PR #2937, opened 2020-06-27
WIP: New Movement Solver Fixes (Do not merge yet)

wareya:
This is a manual rewrite of #1794 based on a much more recent version of master. See #1794 for a description of what changes this PR does.

This is the PR you want to use if you want to test how the movement solver fixes interact with double-precision bullet or threaded/async movement solving.

I intend to rebase this branch to logically split everything up into single stable commits or squash everything into a single commit so that it doesn't interfere with bisecting, so do not merge it yet.

These changes require double-precision Bullet. Otherwise interacting with certain objects becomes glitchy/unstable because single precision Bullet sucks.


wareya:
As this branch switches to AABBs, it exhibits problems with the cantons in vivec and other incredibly large geometry when using single-precision bullet, but these problems essentially disappear when using double-precision bullet (I checked).

psi29a:
Double precision bullet is default for 64-bit on Debian and Ubuntu. I believe that MacOS already has that turned on in build deps. @nikolaykasyanov Can you double check?
@ananace Do we have DP enabled deps on windows for msvc 2015 and 2019?

psi29a:
@wareya are we tracking this on the issue tracker? Such a massive undertaking deserves a ticket. :)

ananace:
Double-precision builds for Bullet are available for MSVC2017 and 2019, and can be grabbed with a simple addition of a `-D` to the build-env setup script.

Capostrophic:
>  Such a massive undertaking deserves a ticket. :)
there are already like 5 tickets for the issues this should fix

wareya:
Solved by handling actor-actor collisions in a special way: https://gitlab.com/OpenMW/openmw/-/issues/4568

Same as above: https://gitlab.com/OpenMW/openmw/-/issues/1901

Solved by switching to AABBs: https://gitlab.com/OpenMW/openmw/-/issues/4447

Solved by switching to AABBs: https://gitlab.com/OpenMW/openmw/-/issues/4247

Solved by fixing a bug in part of the movement solver this modifies: https://gitlab.com/OpenMW/openmw/-/issues/3137

But there's no issue for "the movement solver sucks in general" if that's what you're thinking about.

wareya:
In other news, I got double precision bullet working on my local build a few days ago and it indeed solves the issues with extremely large collision geometry giving messed up collision position/normal information.

I could try to make the CI systems build this PR with double-precision bullet if it would aid in testing.

AnyOldName3:
For Windows, just add a `-D` or whatever it is here: https://github.com/OpenMW/openmw/blob/master/appveyor.yml#L53

wareya:
Fingers crossed.

wareya:
2019 failed to find bullet, 2017 worked. I had to change the dependency script to use MSVC_REAL_YEAR instead of MSVC_YEAR for bullet because the 2015 archive for double-precision bullet only contains debug symbols and I work on 2017, but it seems that the 2019 archive for double precision bullet is broken (debug only) as well, not just the 2015 archive. Should I hardcode 2017 into the URL it's downloading from?

psi29a:
Ah... a 5 for one deal just by making DP-ing OpenMW :rofl:

ananace:
Ok, how is 2019 broken? That's literally the version I've been testing the most, as it's the native version of the VS tools that I've been using when packaging all the deps.

wareya:
2019:
image
2017:
image
2015 looks like 2019.

ananace:
I'm rebuilding all the packages at the moment, seems like MSBuild has failed to correctly package everything because - and I quote; "Failed to create directory, already exists."

wareya:
Amazing.

ananace:
Pushed the new packages, only one was an outlier this time - and I don't see anything missing in there so I'm guessing the compiler did something different on that version.

nikolaykasyanov:
@psi29a not really, the [branch](https://github.com/OpenMW/openmw-deps-mac/tree/bullet-douple-precision) hasn't been merged. I'll look into getting this into upstream..

psi29a:
@nikolaykasyanov I think at this point we should go double since MacOS since 10.8(?) dropped 32-bit support anyway. Debian/Ubuntu 64-bit builds are default double anyway too.

AbduSharif:
Corpses slide down almost any kind of slope, but save and load the save and they won't slide down.

wareya:
I can't reproduce the above bug on default settings on desktop. Apparently it starts to occur when you run physics at 15fps.

wareya:
Remaining issues before I rebase this branch and ask for a full code review:

- Find out whether casting away const in discrete collision checks is correct or if it'll invoke UB down the line or something
- See if Abdu's bug ever happens at 60fps physics and, if it does, fix it, otherwise just document that it's caused by the pop-outside-of-collision code at low physics framerates
- I want performance testing from someone with a weak *desktop*, at default physics framerate

psi29a:
Would a RPi 2 or 3 count as a weak desktop?

wareya:
No lol

psi29a:
It's CPU limited, 2~4 GiB of RAM and OpenGL 2.1 compliant... and only costs 25 euros. :)

wareya:
Maybe something as strong (weak) as a PC with an old AMD Phenom 2 x4 (give or take a generation). I have a feeling that a pi wouldn't be representative of that performance bracket.

AbduSharif:
Please test it with Double Precision, if anyone is willing to test it

AbduSharif:
Testing the corpse sliding on a slope issue again came up with pretty interesting results:
The humanoid corpses slide on any kind of slope at physics framerate:
- 15: the corpse sildes a bit fast.
- 20: the corpse slides at a slower rate than 15.
The issue doesn't happen with 30 or 60 physics fps.

Discovered another issue while testing:
Guard and Mudcrabs whether alive or dead (a corpse) slide on steep slopes, and the higher the physics framerate the faster they slide down the slope.

psi29a:
> Maybe something as strong (weak) as a PC with an old AMD Phenom 2 x4 (give or take a generation). I have a feeling that a pi wouldn't be representative of that performance bracket.

I have a MIL-SPEC Thinkpad T430: https://www.lenovo.com/us/en/laptops/thinkpad/t-series/t430/
It's a dual-core Intel® Core™ i7-3520M
Hybrid graphics: intel / nvidia (NVS 5400M) (Fermi) which came out in 2012
Roughly the equivalent of a GeForce GT 630M

wareya:
Yeah, that seems to be around the performance level I'm thinking of.

psi29a:
By:
`See if Abdu's bug ever happens at 60fps physics and, if it does, fix it, otherwise just document that it's caused by the pop-outside-of-collision code at low physics framerates`
You mean his corpses sliding down hills thing? He seems to have tested that himself at 15 and 20 fps, at 30 and above it doesn't seem to be a problem.

psi29a:
And of course, I see this PR along with this MR https://gitlab.com/OpenMW/openmw/-/merge_requests/248

apps/openmw/mwphysics/movementsolver.cpp
```diff
@@ -167,6 +193,45 @@ namespace MWPhysics
...
+                    // give up
+                    if(contactCallback4.mDistance < contactCallback.mDistance)
+                        giveup = true;
+                }
+            }
+            if(!giveup)
+                position = physicActor->getPosition() + osg::Vec3f(0.0, 0.0, halfExtents.z());
+            
+        }
+        physicActor->setPosition(tempPosition);
```
fr3dz10, line 234: This whole chunk is problematic to run in background thread. One can't call `setWorldTransform` (called by `setPosition`) from different threads.

I think the same can be achieved with a serie of `convexSweepTest`, ie instead of 

```
contactTest()
if (bad)
{
    setPosition(orig + delta)
    contactTest()
    if (bad again)
    {
        setPosition(orig + delta2)
        contactTest()
    }
}
```
 something like
```
contactTest()
if (bad)
{
    convexSweepTest(actorShape, orig, orig + delta)
    if (bad again)
    {
        convexSweepTest(actorShape, orig, orig + delta2)
    }
}
```

I don't know how practical or if it creates other issues, but that is safe to use at least.

wareya: Is it just the setWorldTransform that is the issue?

wareya: I can't use convexSweepTest for this because it misbehaves when you're already inside of geometry, which is what this code is concerned with.

fr3dz10: > Is it just the setWorldTransform that is the issue?

Here yes. 

 
> I can't use convexSweepTest for this because it misbehaves when you're already inside of geometry, which is what this code is concerned with.

What about putting this in a separate `popOutActor` function and change the algorithm from:

```
doSomePreparation()
if (isStuckInsideSomething)
{
    popOutActor()
}
doTheActualMove()
```
to
```
doSomePreparation()
if (isStuckInsideSomething)
{
    flagActorAsStuck()
    return
}
doTheActualMove()
```

Then I could check the `isStuckInsideSomething` flag after each call to `move()` and call `popOutActor` in a single thread context. This is how I call `setPosition` now, so it could be done in the same place.
The only downside I can think of, is that one simulation step will be skipped for a stuck actor, but given that is an exceptional / abnormal state it may not be that bad. What do you think?

fr3dz10:
I did some perf test with this PR and the async physics on a sandybridge laptop, this is impressive. I thought a more precise solver would decrease the performance, it is actually the opposite happening (by a **large** margin).

All these results are with the "unstuck actor logic" commented out (memory corruption made it too unstable to test anything).
This is the mean of the sum of all the *_taken stats in the main thread, on a scene with 180 actors during 5 minutes idling.

synchronous physics (for reference)
old solver: 409ms
new solver: 47ms

async with single thread bullet
old solver: 249ms
new solver: 12ms

async with multi thread bullet, 1 background thread
old solver: 47ms
new solver: 7ms

async with multi thread bullet, 2 background thread
old solver: 6ms
new solver: 6ms

No fps increase though, but with a mobile integrate GPU one can't expect miracle on this front.

psi29a:
> I did some perf test with this PR and the async physics on a sandybridge laptop, this is impressive. I thought a more precise solver would decrease the performance, it is actually the opposite happening (by a **large** margin).

Cool!

> All these results are with the "unstuck actor logic" commented out (memory corruption made it too unstable to test anything).
> This is the mean of the sum of all the *_taken stats in the main thread, on a scene with 180 actors during 5 minutes idling.

This has me worried, where is the memory corruption happening?

fr3dz10:
> This has me worried, where is the memory corruption happening?

See discussion [here](https://github.com/OpenMW/openmw/pull/2937#discussion_r454640471).

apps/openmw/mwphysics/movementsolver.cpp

========================================

**Your objective**
All that is wanted is the stretch of lines above from the one containing "there are already" through the one containing "Same as above: https://gitlab.com/OpenMW/openmw/-/issues/1901", duplicated exactly.

**The completed task**
there are already like 5 tickets for the issues this should fix

wareya:
Solved by handling actor-actor collisions in a special way: https://gitlab.com/OpenMW/openmw/-/issues/4568

Same as above: https://gitlab.com/OpenMW/openmw/-/issues/1901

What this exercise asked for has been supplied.